There is good news and bad news about the current state of public education in the United States. Both, however, offer lessons that are instructive in the long run.

The bad news is that there is once again a huge gap between test scores of black and white students. According to the U.S. Department of Education, the gap between whites and blacks, which had shrunk considerably during the 1980s, ballooned during the 1990s and now echo figures from the 1970s. Tests indicate that the average black 17-year-old students now reads only as well as the average white 13-year-old.

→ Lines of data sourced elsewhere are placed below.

PR #345, opened 2023-03-17
Embed translation files

### LINKED ISSUE #155: Application translation files are not included in AppImage

dail8859:
Due to the various platform configurations (especially Linux) it makes it difficult to systematically locate the installed translation files. Since the number and size of the translation files are small, it makes more sense to embed these as qresources in the exe itself so loading the translation files can be deterministic.

Closes #155


dail8859:
> build\qrc\qmake_qmake_qm_files.qrc: Warning: potential duplicate alias detected: 'NotepadNext.qm'

Looking at the makefiles generated, there seems to be a bug with qmake using `embed_translations` for Qt5.

Since the translation files have a `.` in the file name it tries to create two `NotepadNext.qm` resource files rather than `NotepadNext.sv_SE.qm` and `NotepadNext.zh_CN.qm`. Using underscores in the `ts` files rather than `.` fixes the issue. Will push a change later today once I get time.

PR #363, opened 2023-04-12
Add to set filter in the folder dock 

KangLin:
The default folder is not show hide files. So, Add it!


dail8859:
Could you provide some additional details what issues this solves and what functionality it adds? and screenshots?

PR #366, opened 2023-04-13
Show hidden file in folder workspace

KangLin:
- Add a filter in the dock of the folder workspace
- Add the title bar

截图 2023-04-13 13-36-27
截图 2023-04-13 13-36-18


KangLin:
@dail8859 Please review.

dail8859:
@KangLin Thanks for the PR.

So the functionality change of toggling hidden files makes sense and worth exposing that kind of configuration.

Testing out the functionality seems to have some issues that it is *only* trying to show hidden files (`Filters=256`, which means only `QDir::Hidden` is the only flag set). But I'm sure that's an easy fix.

---

As far as the actual implementation...I like the idea of putting a small extra widget in the title bar but the custom one is a bit confusing with the custom icons and doesn't look like any of the others. 

image

And that much extra code doesn't seem to be worth it when it could be easily solved as a checkbox on the preferences dialog.

So some options to implement this...

- If it was as simple as just adding an extra widget to the already existing toolbar to keep the default look that might be acceptable...if it was determined that option needed to be easily accessible. I looked into trying to hook into the QDockWidget's current title bar but that does not seem possible as far as I can tell.
- As suggested it could easily be a checkbox in the preferences dialog.
- The other thing is probably at some point in the future the "Folder As Workspace" dock will probably need some additional buttons similar to Notepad++, so it may be worth just adding some sort of quick options button in there to toggle the option. But again I don't really see the need to make it easily accessible just to save the user a few clicks. See screenshot of Notepad++'s buttons
image


I'm certainly open to other suggestions but the CTitleBar dependency and the non-standard svgs I dont feel is the best direction currently.

KangLin:
> As far as the actual implementation...I like the idea of putting a small extra widget in the title bar but the custom one is a bit confusing with the custom icons and doesn't look like any of the others.

Yes. so that Refactor all.


> So some options to implement this...
>
>      If it was as simple as just adding an extra widget to the already existing toolbar to keep the default look that might be acceptable...if it was determined that option needed to be easily accessible. I looked into trying to hook into the QDockWidget's current title bar but that does not seem possible as far as I can tell.

That's why CTitleBar was added. and refactor all code using QDockwdiget with CTilteBar. Use styles to keep the same.

>      As suggested it could easily be a checkbox in the preferences dialog.

This feature is also required.

> 
>      The other thing is probably at some point in the future the "Folder As Workspace" dock will probably need some additional buttons similar to Notepad++, so it may be worth just adding some sort of quick options button in there to toggle the option. But again I don't really see the need to make it easily accessible just to save the user a few clicks. See screenshot of Notepad++'s buttons
>       image
> 

I don't recommend using the way. In that case, there will be fewer work areas.

> I'm certainly open to other suggestions but the CTitleBar dependency and the non-standard svgs I dont feel is the best direction currently.

QWidget's title bar is styled locally system, which may differ from the application's style. QT does not provide a solution to this problem. so that I add CTitleBar to resolve it.
SVG is non-standard, but it is not achieved with standard formats for scaling images. But Qt 5.10 and above are well supported.

dail8859:
For now I think the custom title bar is too much customization. Even if all the other dock widgets used it to keep the same look. Not saying something like this might not be useful in the future, but its best to start off simple and add functionality if it is required.

Think a simple checkbox in the preferences dialog is a perfect first step. Things can always be adjusted later if there is a solid need.

Issue #374, opened 2023-05-10
No response when scrolling up and down


czlitony:
## Problem
Opening a 50MB text file with Notepad Next, scrolling down and up, Notepad Next will become no response. Mac behaves much worse than Windows in this scenario.

## Analysis
From Mac sample, this problem is caused by `URLFinder::findURLs`. The problem can't be reproduced when `URLFinder` is disabled, so it's sure the issue is caused by `URLFinder::findURLs`. 
Mac sample:
<img width="1792" alt="image" src="https://github.com/dail8859/NotepadNext/assets/20141496/9faef90b-030c-4d45-9023-bd4686d07fb6">
[Sample of Notepad Next.txt](https://github.com/dail8859/NotepadNext/files/11441853/Sample.of.Notepad.Next.txt)

In `URLFinder::findURLs` there is a while-loop that is heavy. if `URLFinder::findURLs` is called frequently, then it will cause the no repsonse issue.
<img width="791" alt="image" src="https://github.com/dail8859/NotepadNext/assets/20141496/3c88afd2-e815-4f43-8a15-9838d1e59ca0">

## Comment
This issue is easy to reproduce on my Mac and Windows machines. Since scrolling down/up is the basic function, it's worth spending time to fix it with high priority.

czlitony:
Root cause is in 
```
    while(linesLeftToProcess >= 0 && currentLine < editor->lineCount()) {
        // Should only happen if the line is hidden
        if (!editor->lineVisible(currentLine)) {
            currentLine++;
            continue;
        }
```
When scrolling, many visible lines will become invisible, so the while loop will be executed many times.

czlitony:
I have not found a way to fix this issue perfectly. I'd like to remove the logic:
https://github.com/dail8859/NotepadNext/blob/cedeff71cdf171e3f70041df181039ad369df43d/src/NotepadNext/decorators/URLFinder.cpp#L113

@dail8859 what do you think of this change?

czlitony:
Disabling the Scintilla::Update::VScroll handling logic will make the URLFinder doesn't work normally for even small text files. I'll make a further investigation to fix this issue.

dail8859:
The intent is to just look at the text that is visible on the screen. After scrolling it would then "reprocess" the text in the screen. Since scroll events can happen in rapid succession, that's why I tried out delaying it a bit with a timer.

A guess may be poor performance with regex searching.

czlitony:
[...]

PR #377, opened 2023-05-13
Fix issue #374 No response when scrolling up and down

czlitony:
# Description
Fix issue  #374 No response when scrolling up and down.

# Analysis
Scintilla runs the regex search too slowly, so `while (editor->send(SCI_FINDTEXT, flags, (sptr_t)&ttf) != -1)` takes a long, then blocks the main thread.

# Fix
Now decorate the link texts in a line as follows:
1. Get line text
2. Get all the link texts in the line with `QRegExp`;
3. Iterator the link texts, use `editor->findText(SCFIND_MATCHCASE, ...)` to find the link text, then pass the fond link text's position to `editor->indicatorFillRange`

Before the fix:
reproduced_response_issue

After the fix: 
fixed_response_issue

### DIFF
--- a/src/NotepadNext/decorators/URLFinder.cpp
+++ b/src/NotepadNext/decorators/URLFinder.cpp
@@ -19,7 +19,7 @@
 #include <QDesktopServices>
 #include <QTimer>
 #include <QUrl>
-#include <QRegExp>
+#include <QRegularExpression>
 
 #include "URLFinder.h"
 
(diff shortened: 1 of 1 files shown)


dail8859:
Thanks for the PR. I've been quite busy so when I get some free time I'll take a deeper looks.

I think this demonstrates that the custom regex search implementation in https://github.com/dail8859/NotepadNext/blob/master/src/NotepadNext/QRegexSearch.cpp definitely isn't efficient. I'm assuming it is due to all the character counting that has to be done. Several other editors using Scintilla implement custom regex engines. I've stuck with `QRegularExpression` for now since that is built into Qt, but there I need to look at other implementations to see if they have similar issues. If it can't be made to work efficiently then stealing Notepad++'s regular expression code may be worth it since it is tried and tested for years.

I'm not against the PR but I'd fear that other parts of the code may be affected at some point in the future where regular expressions are used heavily in large files.

czlitony:
I didn't notify the implementation in `QRegexSearch::FindText`, it's better to check if `QRegexSearch::FindText` can be improved.

czlitony:
This fix is not the best solution, so closing it. I have opened another jira to fix this issue https://github.com/dail8859/NotepadNext/pull/378.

There’s no suggestion that the gap is fueled by a difference in intelligence levels between races. The problem, almost all educators agree, is one of schools, and schooling, specifically the expectations much of modern society might have for black children. There is evidence that some school districts seem to have — inadvertently or not — lower goals for black students regardless of class. As a result, some black students are placed, or elect to be in, classes that are less difficult. It’s also possible that some black students choose not to perform well academically because of peer pressure. Whatever the cause, the gap in scores is troubling and steps must be taken to remedy it.

On the flip side, there is good news from California that has ramifications for communities around the country. Many school systems, including several in the Chattanooga area, are dealing with a heavy influx of Spanish-speaking students. There has been much debate about the best way to teach students whose first language is not English. Recent scores in California show that Spanish-speaking children who were instructed in English scored extremely well on state-mandated tests.

In fact, reading and other test scores rose dramatically when those students were immersed in English-speaking classes. The results are so startling that those who once advocated biligual education and its gradual introduction to a new language have been forced to re-examine their stand. It is possible,
it appears, to teach all students in much the same manner without harming those slowed by language barriers. The “cold turkey” approach to teaching students who speak a foreign language is educationally effective. American schools have a long tradition of moving the children of immigrants into the English-speaking mainstream. The California tests show that is still true.

News about the widening gap in black and white test scores is certainly disheartening. California’s success with English immersion for Spanish-speaking students is enlightening. But the reports — good and bad — can be used to improve schools. That’s the benefit of sharing news of both failures and successes around the country.